The hardware and bandwidth for this mirror is donated by dogado GmbH, the Webhosting and Full Service-Cloud Provider. Check out our Wordpress Tutorial.
If you wish to report a bug, or if you are interested in having us mirror your free-software or open-source project, please feel free to contact us at mirror[@]dogado.de.
Geospatial analysis often involves computationally expensive operations like distance calculations, spatial joins, and geometric operations across large datasets. This example demonstrates parallelizing spatial analysis across geographic regions.

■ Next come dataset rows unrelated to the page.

PR #3867, opened 2018-10-11
Updates libvirt setup instructions to cover Debian 9 correctly, tiny fix to install docs

### LINKED ISSUE #3860: Docs: libvirt instructions inaccurate for Debian 9
## Description

The libvirt setup documentation is inaccurate for Debian 9:

 - The section on checking the status of the libvirt/KVM install is Ubunut-only
 - virt-manager is not installed by default
 - vagrant-mutate plugin installation not mentioned.

## Steps to Reproduce

Try running thru docs with a Debian box.

zenmonkeykstop:
## Status

Ready for review

## Description of Changes

Fixes #3860 and also removes an outdated reference to the custom header image in the installation instructions.

## Testing

Docs-only PR. To test, verify the libvirt setup process in Debian 9.

### DIFF
--- a/docs/development/virtual_environments.rst
+++ b/docs/development/virtual_environments.rst
@@ -149,7 +149,7 @@ Install libvirt and QEMU:
 .. code:: sh
 
    sudo apt-get update
-   sudo apt-get install libvirt-bin libvirt-dev qemu-utils qemu
+   sudo apt-get install libvirt-bin libvirt-dev qemu-utils qemu virt-manager
    sudo /etc/init.d/libvirt-bin restart
 
 Add your user to the libvirtd group:
@@ -159,8 +159,7 @@ Add your user to the libvirtd group:
    sudo addgroup libvirtd
    sudo usermod -a -g libvirtd $USER
 
-Install Vagrant along with the required plugins for converting and using
-libvirt boxes:
+Install  the  required Vagrant plugins for converting and using libvirt boxes:
 
 .. code:: sh
 
@@ -171,6 +170,14 @@ libvirt boxes:
    valid provider. In this case, remove Vagrant with ``sudo apt-get remove
    vagrant`` and reinstall it.
 
+Log out, then log in again. Verify that libvirt is installed and KVM is available:
+
+.. code:: sh
+  
+   libvirtd --version
+   kvm-ok
+
+
 Debian 9 setup
 ^^^^^^^^^^^^^^
 
@@ -179,9 +186,10 @@ Install Vagrant, libvirt, QEMU, and their dependencies:
 .. code:: sh
 
    sudo apt-get update
-   sudo apt-get install -y vagrant vagrant-libvirt libvirt-daemon-system qemu-kvm
+   sudo apt-get install -y vagrant vagrant-libvirt libvirt-daemon-system qemu-kvm virt-manager
    sudo apt-get install -y ansible rsync
    vagrant plugin install vagrant-libvirt
+   vagrant plugin install vagrant-mutate
    sudo usermod -a -G libvirt $USER
    sudo systemctl restart libvirtd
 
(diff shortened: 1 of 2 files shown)


zenmonkeykstop:
@edenemmanuel wanna take a look if you get a chance?

edenemmanuel:
Oh hello hi hola, I'm installing Debian in a VM working on it. I have some ideas for good one liners that check for virtualization support without `cpu-checker` as well.

Let's see what I can whip up by tomorrow evening.

docs/development/virtual_environments.rst
```diff
@@ -195,18 +203,15 @@ Add your user to the kvm group to give it permission to run KVM:
...
-
-Log out, then log in again. Verify that libvirt is installed and KVM is
-available:
+Log out, then log in again. Verify that libvirt is installed:
 
 .. code:: sh
 
-   libvirtd --version
-   kvm-ok
+   sudo libvirtd --version
```
edenemmanuel: Using `sudo` sounds good to me. Not sure why that's needed. We really shouldn't be if the user is in the `libvirt` group, but this should be fine for now.

docs/development/virtual_environments.rst
```diff
@@ -195,18 +203,15 @@ Add your user to the kvm group to give it permission to run KVM:
...
+
```
edenemmanuel: A good one liner to check if virtualization support is ready could be:

`egrep -c '(vmx|svm)' /proc/cpuinfo`

This will show the number of lines that either have `vmx` (for Intel virtualization support) or `svm` (for AMD virtualization support). If the number is greater than 0, then support is enabled.

What do y'all think?

docs/development/virtual_environments.rst
```diff
@@ -159,8 +159,7 @@ Add your user to the libvirtd group:
    sudo addgroup libvirtd
    sudo usermod -a -g libvirtd $USER
 
-Install Vagrant along with the required plugins for converting and using
-libvirt boxes:
+Install  the  required Vagrant plugins for converting and using libvirt boxes:
```
heartsucker: Nit: Double spaces around `the`.

docs/development/virtual_environments.rst
```diff
@@ -171,6 +170,14 @@ libvirt boxes:
    valid provider. In this case, remove Vagrant with ``sudo apt-get remove
    vagrant`` and reinstall it.
 
+Log out, then log in again. Verify that libvirt is installed and KVM is available:
+
+.. code:: sh
+  
+   libvirtd --version
+   kvm-ok
```
heartsucker: Is this (`kvm-ok`) a command? Because when I followed the docs originally, this wasn't installed.

docs/development/virtual_environments.rst
heartsucker: Agree that we should remove `sudo`.

docs/development/virtual_environments.rst
heartsucker: Might want to make it `flags\s*:.* (vmx|svm) ` to tighten it down a bit.

docs/development/virtual_environments.rst
heartsucker: Ah wait that's Ubuntu. You removed it on the Debian ones. Nvm.

edenemmanuel: Yep!

docs/development/virtual_environments.rst
edenemmanuel: Ah, so my issue is that there doesn't seem to be a reason why we need `sudo` but currently that is the case. Even if your local user is part of the `libvirt` and `kvm` groups, this is needed.

heartsucker: There sholdn't be. You have to log out and login *completely*. Not just the terminal session. If you still need `sudo`, something went wrong.

heartsucker: Oh man. I think you were right. I just had a live `sudo` session so I didn't hit that same error, but I hit it now.

zenmonkeykstop: Looks like it's needed for checking libvirtd on Debian, but `sudo` isn't a requirement for regular use. If virt-manager and the cli tools are good, then we good?

docs/development/virtual_environments.rst
zenmonkeykstop: Gonna add that last one!

docs/development/virtual_environments.rst
```diff
@@ -203,12 +203,14 @@ Add your user to the kvm group to give it permission to run KVM:
...
-Log out, then log in again. Verify that libvirt is installed:
+Log out, then log in again. Verify that libvirt is installed and your system
+supports KVM:
 
 .. code:: sh
 
    sudo libvirtd --version
-
+   [ `egrep -c 'flags\s*:.*(vmx|svm)' /proc/cpuinfo` -gt 0 ] &&  \
+   echo "KVM supported!" || echo "KVM not supported..."
```
edenemmanuel: Nice.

Use Case: Store location optimization, delivery route planning, spatial market analysis, environmental modeling
Computational Pattern: Spatial data parallelism with region-based chunking
You need to analyze 100 retail locations across 20 metropolitan areas to: - Calculate distances to competitors - Identify optimal delivery zones - Compute demographic coverage - Analyze spatial clustering - Generate market penetration metrics
Each region can be analyzed independently, making this ideal for parallel processing.
Create synthetic geospatial data:
set.seed(789)
# Define 20 metropolitan regions (simplified coordinates)
regions <- data.frame(
region_id = 1:20,
region_name = c("New York", "Los Angeles", "Chicago", "Houston", "Phoenix",
"Philadelphia", "San Antonio", "San Diego", "Dallas", "San Jose",
"Austin", "Jacksonville", "Fort Worth", "Columbus", "Charlotte",
"San Francisco", "Indianapolis", "Seattle", "Denver", "Boston"),
center_lat = c(40.71, 34.05, 41.88, 29.76, 33.45,
39.95, 29.42, 32.72, 32.78, 37.34,
30.27, 30.33, 32.75, 39.96, 35.23,
37.77, 39.77, 47.61, 39.74, 42.36),
center_lon = c(-74.01, -118.24, -87.63, -95.37, -112.07,
-75.17, -98.49, -117.16, -96.80, -121.89,
-97.74, -81.66, -97.33, -83.00, -80.84,
-122.42, -86.16, -122.33, -104.99, -71.06),
stringsAsFactors = FALSE
)
# Generate store locations (5 per region)
stores <- do.call(rbind, lapply(1:nrow(regions), function(i) {
n_stores <- 5
# Add random offset to region center
data.frame(
store_id = (i - 1) * n_stores + 1:n_stores,
region_id = regions$region_id[i],
region_name = regions$region_name[i],
latitude = regions$center_lat[i] + rnorm(n_stores, 0, 0.1),
longitude = regions$center_lon[i] + rnorm(n_stores, 0, 0.1),
annual_revenue = rlnorm(n_stores, log(1000000), 0.5),
stringsAsFactors = FALSE
)
}))
# Generate competitor locations (10 per region)
competitors <- do.call(rbind, lapply(1:nrow(regions), function(i) {
n_competitors <- 10
data.frame(
competitor_id = (i - 1) * n_competitors + 1:n_competitors,
region_id = regions$region_id[i],
latitude = regions$center_lat[i] + rnorm(n_competitors, 0, 0.15),
longitude = regions$center_lon[i] + rnorm(n_competitors, 0, 0.15),
stringsAsFactors = FALSE
)
}))
# Generate customer points (1000 per region)
customers <- do.call(rbind, lapply(1:nrow(regions), function(i) {
n_customers <- 1000
data.frame(
customer_id = (i - 1) * n_customers + 1:n_customers,
region_id = regions$region_id[i],
latitude = regions$center_lat[i] + rnorm(n_customers, 0, 0.2),
longitude = regions$center_lon[i] + rnorm(n_customers, 0, 0.2),
annual_spend = rlnorm(n_customers, log(500), 0.8),
stringsAsFactors = FALSE
)
}))
cat(sprintf("Dataset created:\n"))
cat(sprintf(" %d stores across %d regions\n", nrow(stores), nrow(regions)))
cat(sprintf(" %s competitors\n", format(nrow(competitors), big.mark = ",")))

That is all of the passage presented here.